Combined, they are the church’s future. And its present.

Not the older bag of bones sitting in the back of the chapel. Those types, it’s figured, have made it this far, so they can be taken for granted. They aren’t going anywhere other than perhaps the Celestial Kingdom. They are made men and women. They are … forgotten. They are the shadow members.

Funny thing about that is this: Brother Bald and Sister Sag way in the back are some of the smartest people in the ward, in the church. Their life experiences hold within them more knowledge and enlightenment, more discernment and sagacity than can be found anywhere else.

They should be leaned upon for guidance. They know what’s worth worrying about and what isn’t, what’s important and what’s insignificant. They should be teachers and leaders, or at least stirred into the mix, not left to graze out in some far pasture. They should have emphasis put on them, a blend of gratitude for their contributions and encouragement for whatever lies ahead for them.

There are exceptions, but it’s been my experience, and the experience of many others, that in church classrooms — Sunday school or women’s Relief Society or male priesthood — it’s often the younger people who, when a question is posed to the group, are so quick to answer, to have all the answers. And it’s the old veterans sprinkled around the room who either really know what the response should be or know that nobody actually knows what that response should be.

Life has taught them that much.

I can’t tell you how many times I’ve wished I could ask my dad — who’s been gone now for 21 years — a question or seek his counsel of one sort or another. I’m almost certain he’d have some sage advice. And if he didn’t, if he were stumped, he’d acknowledge that, too.

He knew what he knew — and he knew what he didn’t know.

Just like a lot of older folks at church, the ones who hesitate before they speak because they’re fully aware the issue being discussed needs deep thought, not a canned answer or a quick flash of parroted brilliance.

Maybe there aren’t a whole lot of church programs or initiatives planned for or talks and lessons aimed at the elderly and those edging toward it because they are — what’s the word? — tired.

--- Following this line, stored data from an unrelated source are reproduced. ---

PR #173, opened 2020-03-26
A27 update: localities may contain 0 endpoints

markdroth:
As per internal discussion, the wording here was too strict.


markdroth:
We will do the same thing as Envoy does, so I don't think we need to explicitly call that out here.

Envoy's behavior is that it basically just ignores localities with 0 endpoints.  If it gets two P0 localities and one of them has no endpoints, it sends all traffic to the other one.  If it gets a P0 locality with no endpoints and a P1 locality with endpoints, it will fail over and send all traffic to the P1 locality.

markdroth:
I added a note about the behavior.

PR #175, opened 2020-04-09
L64: Python Runtime Proto Parsing

gnossen:


L64-python-runtime-proto-parsing.md
```diff
@@ -0,0 +1,99 @@
...
+
+
+## Background
+
+gRPC and protocol buffers evolved in a Google ecosystem supported by a [monorepo](https://www.wired.com/2015/09/google-2-billion-lines-codeand-one-place/) and [hermetic build system](https://arxiv.org/pdf/1702.01715.pdf). When engineers check a `.proto` file into source control using that toolchain, the resultant code generated by the protocol compiler does not end up source control. Instead, the code is generated on demand during builds and cached in a distributed build artifact store. While such sophisticated machinery has started to become available in the open source community (e.g. [Bazel](https://bazel.build/)), it has not yet gained much traction. Instead, small Git repos and non-hermetic language-specific build tools are the norm. As a result, code generated by the protocol compiler is often checked into source contcontrol alongside the code which uses it.
```
srini100, line 17: typo: does not end up **in the** source control.

srini100, line 17: typo: ~~cont~~control

L64-python-runtime-proto-parsing.md
```diff
@@ -0,0 +1,99 @@
...
+### Dependency Considerations
+
+gRPC makes a point not to incur a direct dependency on protocol buffers. It is not the intent of this feature to change that. Instead, the implementations of these new functions will live in the `grpcio-tools` package, which necessarily *already* has a hard dependency on `protobuf`. If the `grpcio` package finds that `grpc_tools` is importable, it will do so and use the implementations found there to back the `protos` and `services` functions. Otherwise, it will raise a `NotImplementedError`.
+
+In order to take advantage of newer language features, support will only be added for Python versions 3.6+. All other versions will result in a `NotImplementedError`.
+
+## Implementation
+
+This proposal has been implemented [here](https://github.com/grpc/grpc/pull/21458). This implementation uses the C++ protobuf runtime already built into the `grpcio-tools` C extension to parse the protocol buffers and generate textual Python code in memory. This code is then used to [instantiate the modules](https://www.python.org/dev/peps/pep-0302/) to be provided to the calling application.
+
```
srini100, line 96: What version of protobuf runtime is supported in grpcio-tools and when is it upgraded?

L64-python-runtime-proto-parsing.md
```diff
@@ -0,0 +1,99 @@
...
+The wrapper function around the import servers several purposes here. First, it puts the user in control of naming the module (in a manner similar to Javascript), meaning the user never has to concern themself with the confusing `_pb2` suffix. Second, the function provides a wrapping layer through which the layer can provide guidance in the case of failed imports.
```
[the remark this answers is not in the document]
gnossen: I somehow can't type "serve" without typing "server". :facepalm:

L64-python-runtime-proto-parsing.md
gnossen: It's determined by the git submodule in the core repo. In other words, the same version as C++ at the same commit. Updating the submodule is now part of the gRPC Core release process.

gnossen:
@srini100 Thank you for the review! PTALA.

L64-python-runtime-proto-parsing.md
```diff
@@ -0,0 +1,99 @@
...
+
+
+## Background
+
+gRPC and protocol buffers evolved in a Google ecosystem supported by a [monorepo](https://www.wired.com/2015/09/google-2-billion-lines-codeand-one-place/) and [hermetic build system](https://arxiv.org/pdf/1702.01715.pdf). When engineers check a `.proto` file into source control using that toolchain, the resultant code generated by the protocol compiler does not end up in source control. Instead, the code is generated on demand during builds and cached in a distributed build artifact store. While such sophisticated machinery has started to become available in the open source community (e.g. [Bazel](https://bazel.build/)), it has not yet gained much traction. Instead, small Git repos and non-hermetic language-specific build tools are the norm. As a result, code generated by the protocol compiler is often checked into source control alongside the code which uses it.
```
lidizheng, line 17: Should we mention that community are building tools to ease this process like https://github.com/uber/prototool.

L64-python-runtime-proto-parsing.md
```diff
@@ -0,0 +1,99 @@
...
+
+The protocol compiler paired with Google's build system also means that the average engineer never has to manually invoke `protoc`. Instead, when an update is made to a `.proto` file and some code file references it, the code for the protocol buffer is regenerated without any manual intervention on the part of the engineer. Compare that to today's workflow for gRPC users:
+
+ 1. Update .proto file.
+ 2. Manually regenerate code. (remembering how to use all of the CLI flags)
+ 3. Make necessary corresponding updates to code using the protocol buffer.
+ 4. Rerun.
+
+It's easy for several of those steps to slip one's mind while developing. Moreover, figuring out how to invoke `protoc` in a way that meshes with your imports can be quite difficult. Python developers in particular are unused to build-time steps such as these; it is much more common to perform them at runtime.
```
lidizheng, line 30: Should we mention it's also beneficial to environments that only have access to ephemeral file systems? Like serverless.

L64-python-runtime-proto-parsing.md
```diff
@@ -0,0 +1,99 @@
...
+```
+
+They will now also have the option of completely skipping the manual protoc invocation and instead writing
+
+```python
+protos = grpc.protos('foo.proto')
+services = grpc.services('foo.proto')
+```
+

They deserve to be left alone, given a rest, allowed some peace and quiet if that’s what they desire. But Lord knows, there’s a mountain of acumen and perspicacity or, in plain terms, good horse sense stored in those minds and souls.

Words of wisdom

(Leah Hogsten | The Salt Lake Tribune) Apostles Jeffrey R. Holland, left, M. Russell Ballard and Dallin H. Oaks confer at a General Conference in 2017.

And perhaps younger Latter-day Saints, the ones who so often are targeted and cared for and fretted over, would be more apt to listen to Brother Bald and Sister Sag than they would the more common generation between them. Not always, just sometimes.

It’s one thing for older leaders and teachers to pontificate to the rising generations from the cushy chairs at the Conference Center; it’s another to have loving grandfathers or grandmothers from the ward, ones who have seen all sides of life, wrap their arms around the young people while guiding and advising them.

Some, granted, are old-fashioned and out of touch, indoctrinated in stale rudiments and preachments of the past. I get it. Some have ideas that may make you cringe. But others know how to love, how to live the spirit of the law more than the letter, in ways that have not yet dawned on the less experienced.

Has anyone else noticed that sometimes Grandma and Grandpa are respected and listened to more by kids than are Mom and Dad? Yeah, it’s a thing, at least sometimes it’s a thing.

While it’s in the church’s best interests then to include a few more fresh minds and updated attitudes in its top leadership, it’s also beneficial — or would be — for it to do additional maintenance on the gray and the wrinkled, to value them, to highlight them, to honor and emphasize them.

They, in turn, can return the favors of faith to the younger body of the church, a group that not only needs them but also first needs to remember them, those who are forgotten, the ones now living out their long, varied, valuable and veridical lives in a shadow.